Pet food marketers have tried to persuade senior consumers that economy commercial pet food could be cheaper than leftovers and much healthier for their dogs, she said. A similar message has been used for cat mums. Since many segments of Korean pet culture are quite mature, as in other developed countries, manufacturers now are trying to deliver this same message to emerging consumer demographic groups, among whom dogs and cats still eat leftovers and trash on the street. This economy pet food market opportunity may set South Korea apart from similar nations.

“Normally, the economy pet food category is negligible in these countries, because only high-income consumers purchase and feed commercial pet food,” she said. “However, now is the time for Korean players to develop economy pet food in emerging markets to promote improved animal welfare.”

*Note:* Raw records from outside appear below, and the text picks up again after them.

PR #500, opened 2023-08-15
feat: config connector_enforcement in postgres

NissesSenap:


NissesSenap:
Just as mysql, us postgres users also want to be able to use connector enforcement, see https://github.com/terraform-google-modules/terraform-google-sql-db/pull/439/ for the original PR.

g-awmalik (approved):

PR #513, opened 2023-09-14
fix: Don't require `var.zone` for `read_replica` instances

fatmcgav:
Currently, a value is required for either `var.read_replicas[replica]["zone"]` or `var.zone` as a fallback.

This commit tweaks that behaviour to use _either_ `var.zone` or a random
available zone as the fallback.

Backwards compatibility should be retained, as `local.zone` already
prefers the value of `var.zone` over a random available zone.

Also worth noting that `local.zone` is already used in the
`location_preference {}` block.


g-awmalik:
@fatmcgav - sorry for the delay on this. Can you please sign the CLA?

fatmcgav:
@g-awmalik no worries... So I've changed jobs since opening this PR, but will see if can sort the cla out tomorrow 👍

Issue #214, opened 2021-04-30
Enable root_password for postgres


BusiPlay:
Per https://registry.terraform.io/providers/hashicorp/google/latest/docs/resources/sql_database_instance#root_password:

(Optional) Initial root password. Required for MS SQL Server, ignored by MySQL and PostgreSQL.

The creation of a CloudSQL Postgres instance automatically creates a postgres user, whose password can be set through API per https://cloud.google.com/sql/docs/postgres/create-manage-users#rest-v1beta4

Right now in order to create a root user via Terraform, a separate cloudsql_database_user resource must be created with root privileges.

Being able to set the postgres user password through the existing root_password attribute seems like a better approach, as it reduces the number of users being given administrative privileges to the database instance.

BusiPlay:
This statement applies only to MySQL 2nd Generation instances. Postgres instances do create a postgres user, this is not deleted by Terraform currently. This request was entered to allow the root_password attribute to update this default postgres user as it does for SQL Server.

imrannayer:
It still applies to provider not this module. Right now provider uses `root_password` paraeter for MsSQL instance only and ignores for MySQL and Postgres. You may wana create issue for on [provider's site](https://github.com/hashicorp/terraform-provider-google).
Once provider has the capability it can be added to module.

BusiPlay:
right, my error - I will direct this to the provider site. Thanks!

the-veloper:
I think the `google_sql_database_instance` resource from the provider can now accept `root_password` according to the official google docs:
https://cloud.google.com/sql/docs/postgres/samples/cloud-sql-postgres-instance-pvp

PR #521, opened 2023-10-05
feat(postgres): add root password parameter

the-veloper:
Apparently a compliant `root_password` value is required, if there's a password policy set, due to the fact that:
```
NOTE on google_sql_database_instance:
- Second-generation instances include a default 'root'@'%' user with no password. This user will be deleted by Terraform on instance creation. You should use google_sql_user to define a custom user with a restricted host and strong password.
```

Otherwise there's the following error:
```
 Error: Error, failed to create instance postgre-dev-01: googleapi: Error 400: Invalid request: Root user's password is not policy compliant: Length of password cannot be less than 8. ., invalid
│
│   with module.postgre.google_sql_database_instance.default,
│   on .terraform/modules/postgre/modules/postgresql/main.tf line 50, in resource "google_sql_database_instance" "default":
│   50: resource "google_sql_database_instance" "default" {
```

Note source: https://registry.terraform.io/providers/hashicorp/google/latest/docs/resources/sql_database_instance
Example from google: https://cloud.google.com/sql/docs/postgres/samples/cloud-sql-postgres-instance-pvp


imrannayer:
@the-veloper thanks for the PR. Lint test failed.
Thanks

g-awmalik:
This will addres #214

g-awmalik (approved):

PR #541, opened 2023-11-16
fix!: safer_mysql module's `assign_public_ip` input should be bool type

leavesster:
## Fix

the `safer_mysql` submodule's `assign_public_ip`'s type is `string`, but default value is `false` which is bool type

```
variable "assign_public_ip" {
  description = "Set to true if the master instance should also have a public IP (less secure)."
  type        = string
  default     = false
}
```

and this variable is used as bool parameter to `ip_configuration.ipv4_enabled`

https://github.com/terraform-google-modules/terraform-google-sql-db/blob/5bcd8a4824f3c021d81842e9c7045af517a15827/modules/safer_mysql/main.tf#L54

but the ipv4_enabled is require bool type not string.
It also effects example [mysql-private](https://github.com/terraform-google-modules/terraform-google-sql-db/tree/master/examples/mysql-private) at https://github.com/terraform-google-modules/terraform-google-sql-db/blob/5bcd8a4824f3c021d81842e9c7045af517a15827/examples/mysql-private/main.tf#L97

## current action

if I run `terraform apply` in [example/mysql-private](https://github.com/terraform-google-modules/terraform-google-sql-db/tree/master/examples/mysql-private) , it will reject to run because of this wrong type.


imrannayer:
@leavesster thanks for the PR. lint test is failing. Plz generate docs. You can follow [this doc](https://github.com/terraform-google-modules/terraform-google-sql-db/blob/master/CONTRIBUTING.md)

imrannayer (approved):

Issue #524, opened 2023-10-09
dns_name missing from postgresql module outputs


steven-edgar:
### TL;DR

Add dns_name to outputs of postgresql module

### Expected behavior

dns_name value outputted from postgresql module.
Note: dns_name is not in the documentation for the google_sql_database_instance terraform resource, this has been reported separately via issue (https://github.com/hashicorp/terraform-provider-google/issues/16176)

### Observed behavior

No dns_name output

### Terraform Configuration

```hcl
n/a
```

### Terraform Version

```sh
n/a
```

### Additional information

Append the following to modules/postgresql/outputs.tf :

`
output "dns_name" {
  value = module.postgresql-db.default.dns_name
  description = "DNS name of the instance endpoint"
}
`

PR #544, opened 2023-11-24
fix: add dns_name to output in postgresql module

dkuji:
resolve: #524


dkuji:
@isaurabhuttam @imrannayer Good Day! can I get a review?

imrannayer:
@dkuji thanks for the PR. Do we need this? We already have an output `primary` which has all the output of primary instance. You can grab DNS value from it.

g-awmalik (approved):

PR #575, opened 2024-02-06
feat!: Allow passing ssl_mode for MySQL Module

davidcollom:
There is currently no way of passing the `ssl_mode` value from the module to the `cloudsql_instance` resource.

This PR aims to address this issue.


davidcollom:
Hey @imrannayer thanks for your quick response.

As for postgresql I'm not sure, as I don't use this.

South Korean domestic pet food producer opportunities

Domestic pet food manufacturers may have numerous advantages in taking advantage of this opportunity and others in the South Korean pet food market, Moon said. Along with shorter supply chains, domestic brands may have superior knowledge of the unique requirements of local consumers, such as demand for smaller-sized kibbles for small dogs.

“Mid-priced local brands particularly benefited from having gained a good reputation among consumers by offering similar quality to global brands at a lower price,” she said. “Domestic players also benefited from some imported premium brands facing supply issues towards the end of the review period due to lockdowns and travel restrictions in many western countries.”

Pet ownership growth rates declined during the pandemic in South Korea, as people feared transmission of the virus via animal hosts. However, as these concerns decline, Moon expects pet ownership growth rates to increase again.